Plusieurs points critiques sont dans le viseur :

  • contrôles insuffisants sur les systèmes domestiques (les canalisations des bâtiments) ;
  • manque d’informations à destination des personnes les plus vulnérables sur l’accès à l’eau ;
  • absence de limites claires pour certaines substances nocives issues des pesticides ;
  • recours excessif aux dérogations et aux reports concernant les obligations prévues.

En somme, la réglementation existe, mais elle n’est pas appliquée de manière efficace et complète.

Microplastiques et perturbateurs endocriniens : les nouveaux risques

La révision de la directive n’est pas un simple détail technique : elle introduit pour la première fois une attention concrète aux “polluants émergents”. Il s’agit de substances telles que :

  • les microplastiques ;
  • les perturbateurs endocriniens ;
  • les résidus chimiques pas encore pleinement encadrés.

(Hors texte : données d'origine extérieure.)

PR #2564, opened 2026-07-08
Implement McpServer Middleware API

naji247:
Hi from the [AgentCat](https://github.com/agentcathq) team :) We're a fellow open source solution for user analytics on top of MCP servers. We had a request from one of our customers to support Effect's MCP server implementation, but in order to do so, Effect needs a clean middleware API for us to properly "plug in". 

Happy to make this better in anyway :)

## Type

- [ ] Refactor
- [x] Feature
- [ ] Bug Fix
- [ ] Optimization
- [ ] Documentation Update

## Description

This PR introduces robust, transforming Middleware support to `effect/unstable/ai/McpServer`.

The new Middleware API (`McpServer.middleware`) safely enables full interception, modification, short-circuiting, and observation of MCP requests and responses. Middlewares have full access to request metadata (including headers,`mcpSessionId`, and `clientInfo`) and smoothly integrate with Effect's dependency injection (`Context`) so that underlying `McpServer` properties (like registered tools) can be queried.

**Key Capabilities:**
    - Seamlessly wrap core handlers (`initialize`, `tools/list`, `tools/call`, `prompts`, `resources`, etc.) using `request.next()`.
    - Rewrite outgoing responses or incoming payloads.
    - Short-circuit operations with immediate success results or valid MCP JSON-RPC errors (like `InvalidParams`).
    - Time exact execution duration of sub-handlers using `Effect.timed`.

This feature establishes a stable foundation for advanced 3rd-party integrations to hook into Effect servers natively empowering use cases like custom telemetry/observability solutions (e.g., AgentCat), and dynamic injection.

Comprehensive test coverage (`packages/effect/test/unstable/ai/McpServer.test.ts`) has been added as well as a `.changeset` is included.

### DIFF
--- a/.changeset/mcp-middleware-api.md
+++ b/.changeset/mcp-middleware-api.md
@@ -1,0 +1,7 @@
+---
+"effect": minor
+---
+
+Add robust, transforming Middleware support for Effect MCP servers. 
+
+The new Middleware API (`McpServer.middleware`) allows intercepting, modifying, short-circuiting, and observing MCP requests and responses seamlessly. It provides full access to request metadata (headers, `mcpSessionId`, `clientInfo`) and seamlessly supports 3rd-party integration needs like advanced telemetry, and schema modification.
--- a/packages/effect/src/unstable/ai/McpServer.ts
+++ b/packages/effect/src/unstable/ai/McpServer.ts
@@ -42,6 +42,7 @@ import * as RpcServer from "../rpc/RpcServer.ts"
 import {
   CallToolResult,
   ClientNotificationRpcs,
+  ClientRequestRpcs,
   ClientRpcs,
   CompleteResult,
   Elicit,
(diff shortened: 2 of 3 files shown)


ebramanti:
@naji247 Good idea here, but the approach needs to be adjusted. Info below:

This introduces a second middleware system alongside the one the RPC layer already has. `McpServer` is built on `RpcServer`, which applies `RpcMiddleware` around every handler automatically — `ClientRpcs` already installs one (`McpServerClientMiddleware` in `McpSchema`), receiving nearly the same metadata `MiddlewareRequest` reconstructs by hand here.

The same capability could be exposed with much less machinery: define an `McpServerMiddleware` via `RpcMiddleware.Service`, attach it to `ClientRpcs` with `.middleware(...)`, and have `McpServer.run` resolve it with `Effect.serviceOption`, falling back to a no-op passthrough. Integrators then supply a single `Layer` with their implementation. This removes `runMiddlewares`, the hand-wrapped handler call sites, the mutable `middlewares` registry, and the ordering question (`Layer.mergeAll` builds concurrently, so registration order isn't guaranteed anyway).

Note `RpcMiddleware` is deliberately observe-only — for analytics that's sufficient (tap the wrapped effect, `Effect.timed`, inspect `rpc._tag` / `payload` / `headers`). Rewriting payloads or injecting synthetic tools bypasses server invariants, and if transforming middleware is genuinely needed it's a change to `RpcMiddleware`'s contract worth its own discussion.

*Written with the assistance of [Claude](https://claude.com/claude-code)*

naji247:
Watching requests passively isn't enough for what ours and other MCP integrations actually need. Our SDK's default features work by supplementing the tools generically before the client sees it — adding a context parameter to each tool's schema so the agent tells us why it's calling. And this isn't just us: MCP gateways like MetaMCP, IBM ContextForge, and Microsoft's mcp-gateway are whole products built around editing tool catalogs. They run as separate proxy processes because servers give them no way to do it natively.

The upcoming spec also changes the picture on "server invariants". The 2026-07-28 RC removes sessions from the protocol (SEP-2567), and its official advice for keeping state is: have a tool hand out an ID, and let the model pass it back as a normal argument on later calls. You could argue this is a great opportunity for transform capable middleware. 

If extending the existing RPC Middleware is what the core maintainers of this repo want, I can rework this PR to do that no problem :) To me it seemed a little low level, though.

I'd suggest taking a look at how the official Go MCP SDK accomplishes Middleware as a reference: https://github.com/modelcontextprotocol/go-sdk/blob/b426fbf6153b1be855a79a6d616bee0796ec75be/mcp/shared.go#L101

IMax153:
Hi @naji247,

PR #2570, opened 2026-07-09
Fix transactional cluster request handling

gptguy:
## Type

- [ ] Refactor
- [ ] Feature
- [x] Bug Fix
- [ ] Optimization
- [ ] Documentation Update

## Description

`ClusterSchema.WithTransaction` currently wraps `RpcServer.write`, but `write` forks the request handler and returns immediately. The storage transaction can therefore commit before the handler and durable reply complete.

This change:

- adds an awaited scalar request path to `RpcServer` while preserving ordinary fire-and-forget and streaming behavior
- keeps transactional entity handlers and durable replies inside the same message-storage transaction
- defers in-process reply delivery until the transaction commits
- releases interrupted transactional request claims so they can be reconstructed
- adds regression coverage for transaction lifetime, reply delivery, interruption, and existing `write` semantics

Validation:

- `npx --yes pnpm@10.17.1 lint-fix`
- `npx --yes pnpm@10.17.1 test packages/effect/test/rpc/RpcServer.test.ts packages/effect/test/cluster/MessageStorage.test.ts packages/effect/test/cluster/Sharding.test.ts packages/effect/test/cluster/ClusterWorkflowEngine.test.ts`
- `npx --yes pnpm@10.17.1 check`

## Related

- None.

### DIFF
--- a/.changeset/fix-cluster-transactional-rpc.md
+++ b/.changeset/fix-cluster-transactional-rpc.md
@@ -1,0 +1,5 @@
+---
+"effect": patch
+---
+
+Keep transactional cluster request handlers and their durable replies inside the same storage transaction.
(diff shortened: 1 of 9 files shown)


tim-smart:
Went for a different approach. Thanks for the report :)

https://github.com/Effect-TS/effect-smol/pull/2607

PR #2573, opened 2026-07-10
Prevent MCP tool errors from exposing internals

ebramanti:
## Type
- [ ] Refactor
- [ ] Feature
- [x] Bug Fix
- [ ] Optimization
- [ ] Documentation Update

### Summary

`McpServer.registerToolkit` previously converted every failed tool execution into an MCP `CallToolResult` whose text was `Cause.pretty(cause)`. That diagnostic renderer includes stack traces, nested Cause details, Effect implementation frames, and absolute source paths, so server internals crossed the MCP protocol boundary.

This change sanitizes registered-tool failure responses while preserving the validation feedback a MCP client needs to correct invalid arguments and retry.

### Why

Tool-originated errors belong in `CallToolResult` so an LLM can observe the failure, correct its arguments, and retry. Server diagnostic representations do not belong in that result. In particular, `Cause.pretty` is suitable for logs and debugging, not client-visible protocol payloads.

For an optional string field, passing `null` should continue to produce actionable feedback such as:

```text
Invalid parameters for tool 'example': Expected string | undefined, got null
  at ["signature"]
```

It should not append an Effect error type, stack trace, nested `[cause]` rendering, or local source paths.

### Behavior

| Outcome                                                        | MCP response                                          |
| -------------------------------------------------------------- | ----------------------------------------------------- |
| Successful tool call                                           | Existing successful `CallToolResult`                  |
| `ToolParameterValidationError`                                 | `isError: true` with `reason.message`                 |
| Declared handler failure represented by a schema-valid `Error` | `isError: true` with `Error.message`                  |
| Other `AiError`                                                | `isError: true` with a generic internal-error message |
| Undeclared or non-public handler failure                       | `isError: true` with a generic internal-error message |
| Defect, interruption, empty Cause, or residual Cause           | `isError: true` with a generic internal-error message |
| Unknown tool or malformed MCP request                          | Existing MCP protocol error                           |

## Related

None.

### DIFF
--- a/.changeset/quiet-tools-smile.md
+++ b/.changeset/quiet-tools-smile.md
@@ -1,0 +1,5 @@
+---
+"effect": patch
+---
+
+Prevent MCP tool failures from exposing Cause rendering, stack traces, and internal paths while preserving actionable validation messages.
--- a/packages/effect/src/unstable/ai/McpServer.ts
+++ b/packages/effect/src/unstable/ai/McpServer.ts
@@ -39,6 +39,7 @@ import type * as RpcGroup from "../rpc/RpcGroup.ts"
 import * as RpcMessage from "../rpc/RpcMessage.ts"
 import * as RpcSerialization from "../rpc/RpcSerialization.ts"
 import * as RpcServer from "../rpc/RpcServer.ts"
+import * as AiError from "./AiError.ts"
 import {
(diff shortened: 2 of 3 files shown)


IMax153:
Hi @ebramanti,

PR #2583, opened 2026-07-10
Handle large millis passed to sleep

MrGovindan:
## Type
- [ ] Refactor
- [ ] Feature
- [X] Bug Fix
- [ ] Optimization
- [ ] Documentation Update

## Description
Fixes how Clock.sleep handles large duration

### DIFF
--- a/packages/effect/src/internal/effect.ts
+++ b/packages/effect/src/internal/effect.ts
@@ -5838,8 +5838,8 @@ class ClockImpl implements Clock.Clock {
     const millis = Duration.toMillis(duration)
     if (millis <= 0) return yieldNow
     return callback((resume) => {
-      if (millis > MAX_TIMER_MILLIS) return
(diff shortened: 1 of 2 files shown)


tim-smart (dismissed):

packages/effect/src/internal/effect.ts
```diff
@@ -5838,8 +5838,8 @@ class ClockImpl implements Clock.Clock {
     const millis = Duration.toMillis(duration)
     if (millis <= 0) return yieldNow
     return callback((resume) => {
-      if (millis > MAX_TIMER_MILLIS) return
-      const handle = setTimeout(() => resume(void_), millis)
+      const continuation = millis > MAX_TIMER_MILLIS ? this.sleep(millis - MAX_TIMER_MILLIS) : void_
```
tim-smart: This will need to be wrapped with Duration.millis

PR #2586, opened 2026-07-11
Fix stripped declaration for SchemaError type identifier

codewithkenzo:
## Summary

When internal declarations are stripped, `SchemaError` retained a reference to `SchemaErrorTypeId` without emitting its declaration.

## Fix

Keep `SchemaErrorTypeId` in generated declarations.

## Tests

- `pnpm test-types packages/effect/typetest/schema/Schema.tst.ts`
- `pnpm --dir packages/effect test --run test/schema/Schema.test.ts`
- `pnpm check`
- `pnpm build` with `stripInternal` enabled
- `pnpm jsdocs`
- `pnpm exec dprint check packages/effect/src/internal/schema/schema.ts packages/effect/typetest/schema/Schema.tst.ts`
- `pnpm exec oxlint packages/effect/src/internal/schema/schema.ts packages/effect/typetest/schema/Schema.tst.ts`

### DIFF
--- a/.changeset/fix-schema-error-type-id-declaration.md
+++ b/.changeset/fix-schema-error-type-id-declaration.md
@@ -1,0 +1,5 @@
+---
+"effect": patch
+---
+
+Fix published `SchemaError` declarations by retaining `SchemaErrorTypeId`.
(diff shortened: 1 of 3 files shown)


codewithkenzo:
I realize this is a quick fix and may not be preferred. If maintainers prefer keeping `SchemaErrorTypeId` internal, I can update the PR so the public declaration uses literal types instead and add a stripInternal regression test.

gcanti:
Thanks for the report. I moved `SchemaError` to internal during a refactoring, and then I forgot to move it into a proper module.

Des éléments susceptibles d’avoir des effets sur la santé humaine et sur l’environnement, qui nécessiteraient d’un suivi plus rigoureux et actualisé.

Et ce n’est pas un épisode isolé : dès le mois de janvier, l’Italie avait déjà fait l’objet d’une procédure pour mauvaise application de la directive-cadre sur l’eau, qui concerne la gestion globale des rivières, lacs et nappes phréatiques.

Dans ce cas précis, les points critiques portaient sur :

  • des autorisations de prélèvement non actualisées ;
  • des contrôles insuffisants ;
  • un risque de surexploitation des ressources hydriques.

Ce qu’il se passe maintenant

Le gouvernement dispose désormais de deux mois pour répondre à la Commission. Si les explications ne sont pas jugées suffisantes, la procédure suivra son cours :

  • émission d’un avis motivé de la part de l’UE ;
  • demande formelle de mise en conformité ;
  • recours éventuel devant la Cour de justice de l’Union européenne.

Avec, à la clé, un risque de sanctions financières.

Pourquoi cela nous concerne toutes et tous

Parce qu’il est ici question de :

  • la qualité de l’eau que nous buvons chaque jour ;
  • la protection de la santé publique ;
  • la préservation des écosystèmes ;
  • la gestion durable d’une ressource de plus en plus rare.

Dans un contexte marqué par la crise climatique, la sécheresse et la surconsommation, l’eau devient un enjeu central – et les règles européennes sont précisément là pour éviter qu’elle ne soit gérée de manière inefficace ou risquée.